_EXERCISE DIRECTIONS_: Go through the data below and copy each line where the word "convertEnums" occurs.

_RECORDS PROVIDED_:
PR #3547, opened 2024-11-18
[feature] Add domain permission drafts and excludes

tsmethurst:
# Description

> If this is a code change, please include a summary of what you've coded, and link to the issue(s) it closes/implements.
>
> If this is a documentation change, please briefly describe what you've changed and why.

This is the first part of https://github.com/superseriousbusiness/gotosocial/issues/3. This PR adds domain permission drafts and domain permission excludes to the db, processing functions, and frontend, in preparation for adding + managing domain permission subscriptions.

Some screenshots of the frontend:

Screenshot from 2024-11-18 14-33-11
Screenshot from 2024-11-18 14-33-06
Screenshot from 2024-11-18 14-32-59
Screenshot from 2024-11-18 14-32-29
Screenshot from 2024-11-18 14-31-56

## Checklist

Please put an x inside each checkbox to indicate that you've read and followed it: `[ ]` -> `[x]`

If this is a documentation change, only the first checkbox must be filled (you can delete the others if you want).

- [x] I/we have read the [GoToSocial contribution guidelines](https://github.com/superseriousbusiness/gotosocial/blob/main/CONTRIBUTING.md).
- [x] I/we have discussed the proposed changes already, either in an issue on the repository, or in the Matrix chat.
- [x] I/we have not leveraged AI to create the proposed changes.
- [x] I/we have performed a self-review of added code.
- [x] I/we have written code that is legible and maintainable by others.
- [x] I/we have commented the added code, particularly in hard-to-understand areas.
- [ ] I/we have made any necessary changes to documentation -- still need to do this, will do it in the final PR.
- [x] I/we have added tests that cover new code.
- [x] I/we have run tests and they pass locally with the changes.
- [x] I/we have run `go fmt ./...` and `golangci-lint run`.

PR #3558, opened 2024-11-21
[performance] convert enum strings to ints

NyaaaWhatsUpDoc:
# Description

This helps improve performance by reducing the amount that these enums take-up in disk-space in their respective tables, and improves performance (however minorly) by reducing memory impact of models requiring only int enums instead of strings and also simplifying the comparisons between values of these types.

However, on larger databases this will likely be a monstrously large migration given the nature of it and it acting on the largest table we have, statuses :')

## Checklist

### DIFF
--- a/internal/db/bundb/instance.go
+++ b/internal/db/bundb/instance.go
@@ -104,7 +104,7 @@ func (i *instanceDB) CountInstanceStatuses(ctx context.Context, domain string) (
 	q = q.Where("NOT ? = ?", bun.Ident("status.pending_approval"), true)
 
 	// Ignore statuses that are direct messages.
-	q = q.Where("NOT ? = ?", bun.Ident("status.visibility"), "direct")
+	q = q.Where("NOT ? = ?", bun.Ident("status.visibility"), gtsmodel.VisibilityDirect)
 
 	count, err := q.Count(ctx)
 	if err != nil {
--- a/internal/db/bundb/migrations/20240620074530_interaction_policy.go
+++ b/internal/db/bundb/migrations/20240620074530_interaction_policy.go
@@ -20,6 +20,7 @@ package migrations
 import (
 	"context"
 
+	new_gtsmodel "github.com/superseriousbusiness/gotosocial/internal/gtsmodel"
 	"github.com/superseriousbusiness/gotosocial/internal/log"
 
 	oldmodel "github.com/superseriousbusiness/gotosocial/internal/db/bundb/migrations/20240620074530_interaction_policy"
@@ -165,7 +166,16 @@ func init() {
 			// to new version of interaction policy.
 			for _, oldStatus := range oldStatuses {
 				// Start with default policy for this visibility.
-				v := gtsmodel.Visibility(oldStatus.Visibility)
+				v := func() gtsmodel.Visibility {
+					return map[oldmodel.Visibility]gtsmodel.Visibility{
+						oldmodel.VisibilityNone:          new_gtsmodel.VisibilityNone,
+						oldmodel.VisibilityPublic:        new_gtsmodel.VisibilityPublic,
+						oldmodel.VisibilityUnlocked:      new_gtsmodel.VisibilityUnlocked,
+						oldmodel.VisibilityFollowersOnly: new_gtsmodel.VisibilityFollowersOnly,
+						oldmodel.VisibilityMutualsOnly:   new_gtsmodel.VisibilityMutualsOnly,
+						oldmodel.VisibilityDirect:        new_gtsmodel.VisibilityDirect,
+					}[oldStatus.Visibility]
+				}()
 				policy := gtsmodel.DefaultInteractionPolicyFor(v)
 
 				if !*oldStatus.Likeable {
--- a/internal/db/bundb/migrations/20240620074530_interaction_policy.go
+++ b/internal/db/bundb/migrations/20240620074530_interaction_policy.go
@@ -20,7 +20,6 @@ package migrations
 import (
 	"context"
 
-	new_gtsmodel "github.com/superseriousbusiness/gotosocial/internal/gtsmodel"
 	"github.com/superseriousbusiness/gotosocial/internal/log"
 
 	oldmodel "github.com/superseriousbusiness/gotosocial/internal/db/bundb/migrations/20240620074530_interaction_policy"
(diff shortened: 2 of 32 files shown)


internal/db/bundb/instance.go
```diff
@@ -104,7 +104,7 @@ func (i *instanceDB) CountInstanceStatuses(ctx context.Context, domain string) (
 	q = q.Where("NOT ? = ?", bun.Ident("status.pending_approval"), true)
 
 	// Ignore statuses that are direct messages.
-	q = q.Where("NOT ? = ?", bun.Ident("status.visibility"), "direct")
```
NyaaaWhatsUpDoc, line 107: trying to narrow down this test failure was a nightmare :')

tsmethurst: Oof ya I bet!!

internal/db/bundb/migrations/20240620074530_interaction_policy.go
```diff
@@ -165,7 +166,16 @@ func init() {
 			// to new version of interaction policy.
 			for _, oldStatus := range oldStatuses {
 				// Start with default policy for this visibility.
-				v := gtsmodel.Visibility(oldStatus.Visibility)
+				v := func() gtsmodel.Visibility {
```
tsmethurst, line 169: Does this instantiate a map for each status? Seems better to do this outside of the loop.

internal/db/bundb/migrations/20241121121623_enum_strings_to_ints.go
```diff
@@ -0,0 +1,232 @@
...
+					Index(index.name).
+					Exec(ctx); err != nil {
+					return err
+				}
+			}
+
+			// Convert all visibility tables.
+			for _, table := range visTables {
+				if err := convertEnums(ctx, tx, table.Table, table.Column,
+					map[old_gtsmodel.Visibility]new_gtsmodel.Visibility{
```
tsmethurst, line 84: Same comment as above, maybe it's worth extracting this map instantiation somewhere.

internal/db/bundb/migrations/20241121121623_enum_strings_to_ints.go
```diff
@@ -0,0 +1,232 @@
...
+				if index.order != "" {
+					q = q.ColumnExpr(index.order)
+				}
+				if _, err := q.Exec(ctx); err != nil {
+					return err
+				}
+			}
+
+			// Migrate over old notifications table column over to new column type.
+			if err := convertEnums(ctx, tx, "notifications", "notification_type", //nolint:revive
```
tsmethurst, line 111: Did we not have an index on notification type? Dang

internal/gtsmodel/notification.go
```diff
@@ -34,20 +34,51 @@ type Notification struct {
 	Read             *bool            `bun:",nullzero,notnull,default:false"`                             // Notification has been seen/read
 }
 
-// NotificationType describes the reason/type of this notification.
-type NotificationType string
+// NotificationType describes the
+// reason/type of this notification.
+type NotificationType int
```
tsmethurst, line 39: does it make any difference in the DB if we store these as uint8 or uint16 vs int? Just wondering if we could save even more space by using `smallint` instead of `integer` as the database storage type (assuming `smallint` is supported by both PG and SQLite) -- https://www.postgresql.org/docs/current/datatype-numeric.html#DATATYPE-NUMERIC-TABLE

tsmethurst:
Looking good!

internal/gtsmodel/notification.go
daenney: For SQLite this doesn't matter. Any column type with `INT` in it becomes an column with integer affinity. For storage, SQLite picks the smallest representation for the row value (so the column isn't "fixed width" based on the largest value).

> The value is a signed integer, stored in 0, 1, 2, 3, 4, 6, or 8 bytes depending on the magnitude of the value.

It'll get converted to 8-byte / int64 when reading it into memory.

internal/db/bundb/migrations/20240620074530_interaction_policy.go
NyaaaWhatsUpDoc: fixed: 79c0c3a4a

internal/db/bundb/migrations/20241121121623_enum_strings_to_ints.go
NyaaaWhatsUpDoc: fixed: 79c0c3a4a

internal/db/bundb/migrations/20241121121623_enum_strings_to_ints.go
NyaaaWhatsUpDoc: apparently not :grimacing:

internal/gtsmodel/notification.go
NyaaaWhatsUpDoc: fixed: 336db3d6ca223b73459639c7abbbfa00dc58b4ff

NyaaaWhatsUpDoc:
@tsmethurst re: conversation we had the other day here: https://github.com/superseriousbusiness/gotosocial/pull/3547#discussion_r1851939726

we definitely need to move models in *at the time we create them*, so we have a snapshot of the model when it was created. i just spent ages tracking down an issue with why postgres was angry at my visibility column type, but it's because the sinbinstatus type was creating the table from the *current* model type instead of a snapshot. it's much easier to just copy in a model at creation-time for a snapshot than it is hunting down the exact commit it was added at to snapshot it later.

internal/db/bundb/migrations/20241121121623_enum_strings_to_ints.go
```diff
@@ -0,0 +1,249 @@
...
+	// Ensure a default value.
+	if defaultValue == nil {
+		var zero NewType
+		defaultValue = &zero
+	}
+
+	// Add new column to database.
+	if _, err := tx.NewAddColumn().
+		Table(table).
+		ColumnExpr("? SMALLINT NOT NULL DEFAULT ?",
```
mirabilos, line 163: Why `SMALLINT` and not an actual Enum type? (or does SQLite not support them?)

That being said, enum types consume double the space per row :/

From a referential integrity PoV and for making analytics queries easier, it would be interesting to have a table with just `id SMALLINT` and `label TEXT` (e.g. `visibility_types` and then have `statuses.visibility` have an FK reference to `visibility_types.id`). I understand that GtS does not consider working directly on the DB supported, though, so it’s okay if nothing comes from this.

(Just, from experience, in 10+-year-running projects, things, including later modelling that starts from the DB, work better with these things clearly structured in the SQL.)

internal/db/bundb/migrations/20241121121623_enum_strings_to_ints.go
```diff
@@ -0,0 +1,249 @@
...
+		Count(ctx)
+	if err != nil {
+		return gtserror.Newf("error selecting total count: %w", err)
+	}
+
+	var updated int
+	for old, new := range mapping {
+
+		// Update old to new values.
+		res, err := tx.NewUpdate().
```
mirabilos, line 182: As I wrote on Fedi, on the phone so possible typos and not tested, this could probably have better been something like `UPDATE statuses SET visibility_new = CASE visibility WHEN 'public' THEN 1 WHeN 'next one' THEN 2 […] CASE ELSE THEN NULL (or some other default value) END CASE;`

Not sure if SQLite could do that, though.

PR #3560, opened 2024-11-22
[bugfix] Allow unsetting filter expiration dates

### LINKED ISSUE #3497: [bug] sending empty expires_in to filter v2 endpoints sets expiration to now

When creating or editing a filter v2, it is not possible to set the duration to indefinite.

0.17.2-SNAPSHOT+git-1954ccb

### GoToSocial Arch

goblin.technology

### What happened?

I created a Filter like this:
```
POST https://goblin.technology/api/v2/filters
Content-Type: application/x-www-form-urlencoded
Content-Length: 63
Authorization: Bearer <>
User-Agent: Tusky/26.2-7008c48a Android/13 OkHttp/4.12.0
title=test123&context%5B%5D=home&filter_action=warn&expires_in=
```

I got the following response:
```
{
    "id": "01JBCS3BBG8QJAEQ2XCYTACXPC",
    "title": "test123",
    "context": [
        "home"
    ],
    "expires_at": "2024-10-29T18:37:35.984Z",
    "filter_action": "warn",
    "keywords": [],
    "statuses": []
}
```

As you can see, it has the expiration set to now. 
The same happens when editing the filter with PUT /api/v2/filters

As per [api docs](https://docs.gotosocial.org/en/latest/api/swagger/) and Mastodon behavior, I would expect the expiration to be indefinite.

### How to reproduce it?

Create or edit a filter.

_No response_

VyrCossont:
# Description

There are two related problems here:
1. handling the empty string, which caused the linked bug; Tobi fixed this for v1 in #3513, but v2 has more optional fields and was handling them differently.
2. handling a literal `null`, which is the correct behavior as far as Mastodon compatibility (I checked); this hasn't led to any *reported* problems yet, and is something Go does not do well.

Fixes #3497

## Checklist


internal/api/client/filters/v2/filterput.go
```diff
@@ -180,12 +183,43 @@ func (m *Module) FilterPUTHandler(c *gin.Context) {
 		return
 	}
 
+	// If the request is JSON:
+	// Explicitly check whether `expires_in` is a null literal (vs. not being set at all).
+	hasNullExpiresIn := false
+	if c.ContentType() == gin.MIMEJSON {
```
NyaaaWhatsUpDoc, line 189: i think you could probably do this more concisely without any of this reading and replacing the reader if you just replaced the `FilterUpdateRequestV2{}.ExpiresIn` field with a `json.RawMessage{}` and then have a `FilterUpdateRequestV2{}.GetExpiresIn()` function that parses the appropriate value :)

NyaaaWhatsUpDoc:
just the one comment but otherwise looking good :)

PR #3569, opened 2024-11-25
[chore] bumps uptrace/bun dependencies to v1.2.6

NyaaaWhatsUpDoc:
see: https://github.com/uptrace/bun/blob/master/CHANGELOG.md#126-2024-11-20


NyaaaWhatsUpDoc:
so it seems this relies on Go 1.23 so will keep this open but wait for #3258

_WRITTEN ANSWER_:
+				if err := convertEnums(ctx, tx, table.Table, table.Column,
+			if err := convertEnums(ctx, tx, "notifications", "notification_type", //nolint:revive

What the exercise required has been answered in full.